I always lean towards the 630cc file as it is the file that Mike Z (Unitronic Software tuner) used in his own daily driver for many years. As such it has the most seat time as well as custom setups and variations. 12 months a year in all conditions -35 degrees celcius to plus 35 degrees c. Best part throttle, idle and WOT of them all. 
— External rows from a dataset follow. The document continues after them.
PR #1336, opened 2020-01-02
feat(Client): browser header displays launch env

mattydono:
Feat:

Browser header will now display the following alongside its respective environments:

localhost: Reactive Trader Cloud (LOCAL) 
dev: Reactive Trader Cloud (DEV)
uat: Reactive Trader Cloud (UAT)
demo: Reactive Trader Cloud

undefined: Reactive Trader Cloud (UNKNOWN)


src/client/src/index.tsx
```diff
@@ -11,9 +11,26 @@ const SimpleLauncher = lazy(() => import('./apps/SimpleLauncher'))
...
+  demo: '',
+}
+
 async function init() {
   console.info('BUILD_VERSION: ', process.env.REACT_APP_BUILD_VERSION)
 
+  const env = getEnv()
+  document.title = `${document.title} ${envTitles[env]}`
+
+  console.log('HERE', process.env.REACT_APP_BROKER_HOST)
```
rikoe: @mattydono is this meant to be here? If so, a better log message than "HERE" will be needed 😉

mattydono: It was not :) sorry this has been fixed alongside refactored code!

Sharakai:
> Minor feat:
> 
> extract then apply env to browser header

No such thing as a "minor feat". Don't down-sell any additions or changes you make. It's simply a "feature", "fix", etc.

src/client/src/index.tsx
```diff
@@ -11,9 +11,28 @@ const SimpleLauncher = lazy(() => import('./apps/SimpleLauncher'))
 
 const urlParams = new URLSearchParams(window.location.search)
 
+function getEnv() {
```
Sharakai: This is a utility function that can likely be re-used across the codebase. If there's a utility package somewhere, move it to there.

src/client/src/index.tsx
```diff
@@ -11,9 +11,28 @@ const SimpleLauncher = lazy(() => import('./apps/SimpleLauncher'))
...
+  const serviceUrl = process.env.REACT_APP_BROKER_HOST || window.location.host;
+  if (serviceUrl.includes('localhost')) return 'localhost';
+  const envMatch = serviceUrl.match(/web-([a-zA-Z]+)\.adaptivecluster\.com/);
```
rikoe: @mattydono with regex's I tend to prefer a named capture group as opposed to using array index matching.

src/client/src/index.tsx
```diff
@@ -11,9 +11,28 @@ const SimpleLauncher = lazy(() => import('./apps/SimpleLauncher'))
...
+  dev: '(DEV)',
+  uat: '(UAT)',
+  demo: '',
+}
+
 async function init() {
   console.info('BUILD_VERSION: ', process.env.REACT_APP_BUILD_VERSION)
 
+  const env = getEnv()
+  if (env !== undefined) document.title = `${document.title} ${envTitles[env]}`
```
rikoe: What will happen if `env` is undefined, will the title just revert to "Reactive Trader Cloud"?

mattydono: yes, unless you wanted this to be set to something specific?

rikoe: I am actually unsure - should we set it to "Undefined" or "Unknown" to indicate the issue? Otherwise it is the same as for Demo 🤔

src/client/src/index.tsx
mattydono: this has now been updated in latest commit and is significantly easier to read as opposed to the index matching!

mattydono:
> Have you tested this by changing the `REACT_APP_BROKER_HOST` to the different values?
> 
> **dev**: `web-dev.adaptivecluster.com`
> **demo**: `web-demo.adaptivecluster.com`
> **uat**: `web-uat.adaptivecluster.com`
> **local**: Run `npm run start:local` or whatever the local-dev script is

src/client/src/index.tsx
mattydono: Yep tested with the different values!

I've also changed the name of the function to something more appropriate for its move to the rt-util folder: getEnvironment

src/client/src/index.tsx
mattydono: The browser will now display (UNKNOWN) if the environment returns undefined in order to differentiate itself from Demo

src/client/src/index.tsx
```diff
@@ -4,16 +4,27 @@ import { BrowserRouter, Route, Switch } from 'react-router-dom'
 import { GlobalStyle } from 'rt-theme'
 import * as serviceWorker from './serviceWorker'
 import { getSymphonyPlatform } from 'rt-platforms'
+import { getEnvironment } from 'rt-util/getEnvironment'
```
rikoe: 👍

src/client/src/index.tsx
```diff
@@ -4,16 +4,27 @@ import { BrowserRouter, Route, Switch } from 'react-router-dom'
...
+  dev: '(DEV)',
+  uat: '(UAT)',
+  demo: '',
+}
+
 async function init() {
   console.info('BUILD_VERSION: ', process.env.REACT_APP_BUILD_VERSION)
 
+  const env = getEnvironment()
+  document.title = `${document.title} ${env !== undefined ? envTitles[env] : '(UNKNOWN)'}`
```
Sharakai: nit: Just to keep the `(UNKNOWN)` alongside all the other titles, you could do:

```ts
const envTitles = {
  localhost: '(LOCAL)',
  dev: '(DEV)',
  uat: '(UAT)',
  demo: '',
  unknown: '(UNKNOWN)',
}
...
document.title = `${document.title} ${envTitles[env || 'unknown']}`;
```

src/client/src/rt-util/getEnvironment.ts
```diff
@@ -0,0 +1,8 @@
+export function getEnvironment(): string | undefined {
+    const serviceUrl = process.env.REACT_APP_BROKER_HOST || window.location.host;
+
+    if (serviceUrl.includes('localhost')) return 'localhost';
+
+    const envMatch = /web-(?<env>[a-zA-Z]+)\.adaptivecluster\.com/.exec(serviceUrl)
+    return envMatch ? envMatch['groups'].env : undefined
+}
```
Sharakai: Note: Need to configure `prettier` and/or `tslint` to always add a new line at EOF to prevent weird git diffs

src/client/src/rt-util/getEnvironment.ts
```diff
@@ -0,0 +1,8 @@
+export function getEnvironment(): string | undefined {
+    const serviceUrl = process.env.REACT_APP_BROKER_HOST || window.location.host;
+
+    if (serviceUrl.includes('localhost')) return 'localhost';
+
+    const envMatch = /web-(?<env>[a-zA-Z]+)\.adaptivecluster\.com/.exec(serviceUrl)
+    return envMatch ? envMatch['groups'].env : undefined
```
Sharakai: Shouldn't use a static key as a dynamic key.
```suggestion
    return envMatch ? envMatch.groups.env : undefined
```

mattydono: this produces a ts error:

'groups' doesn't exist on RegExpExecArray

Sharakai: https://github.com/microsoft/TypeScript/issues/29465#issuecomment-455489648

src/e2e/src/tests/trade.spec.ts
```diff
@@ -35,7 +44,8 @@ describe('UI Tests for Reactive Trader Cloud Web Application', async () => {
 
   it('Verify page title', async () => {
     const title = await browser.getTitle()
-    expect(title).toBe('Reactive Trader Cloud')
+    const isValid = envTitles.includes(title)
+    expect(isValid).toBeTruthy()
```
Sharakai: You typically know which environment your test is running in, so can be very specific about what to expect rather than saying "One of all of these".

PR #1337, opened 2020-01-02
Fix RFQ Button

zhouyuhe:
Change the RFQ position:  RFQ button is now aligned with the price unavailable boxes


Sharakai:
Looks like you have 2 merge commits in the commit history of this branch, which is a little odd. I'd recommend `rebase`ing instead of merging.

Makes sure this is squashed and the commit message corrected when this is pushed into the `master` branch

src/client/package.json
```diff
@@ -20,7 +20,7 @@
   },
   "scripts": {
     "precommit": "lint-staged",
-    "start": "cross-env REACT_APP_BUILD_VERSION=$(git describe) react-scripts start",
+    "start": "react-scripts start",
```
Sharakai: Q: How come this was changed? Looks unrelated to the issue at hand.

src/client/src/apps/MainRoute/widgets/spotTile/components/notifications/TileBooking.tsx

100% reliability, no tweaking straight out of the box... but you'll need rods at 20+ psi. lower boost on a F23 like 12psi will still flow more than a stock K04 at 12PSI.


----------



## 1.8 skeet skeet (Aug 11, 2004)

The reason I liked this turbo setup was because you could run it without having to dig into the engine and start replacing rods and stuff! If thats the case I can promise you im not going to do a litte F23, I will be doing a GT 30 or 35 of some sort. This is pretty much going to be just as expensive as a turbo setup from the many dealers out there!


----------



## omerkm1 (Feb 23, 2010)

G-radoT said:


> GT28RS/F23/GT2871R if you are going to be heading towards a boost setup that will get you into the 400 crank Torque level I would be scared to run stock rods TT and/or 1.8T. (I am running IE rods so this will not be an issue.)
> 
> 
> 
> ...


 
so f23, uni BT 630 file, 630 injectors, bosch 044, 3bar FPR and a EBC will make it work up to 20psi? Interesting.....


----------



## [email protected] (Jul 1, 2009)

1.8 skeet skeet said:


> The reason I liked this turbo setup was because you could run it without having to dig into the engine and start replacing rods and stuff! If thats the case I can promise you im not going to do a litte F23, I will be doing a GT 30 or 35 of some sort. This is pretty much going to be just as expensive as a turbo setup from the many dealers out there!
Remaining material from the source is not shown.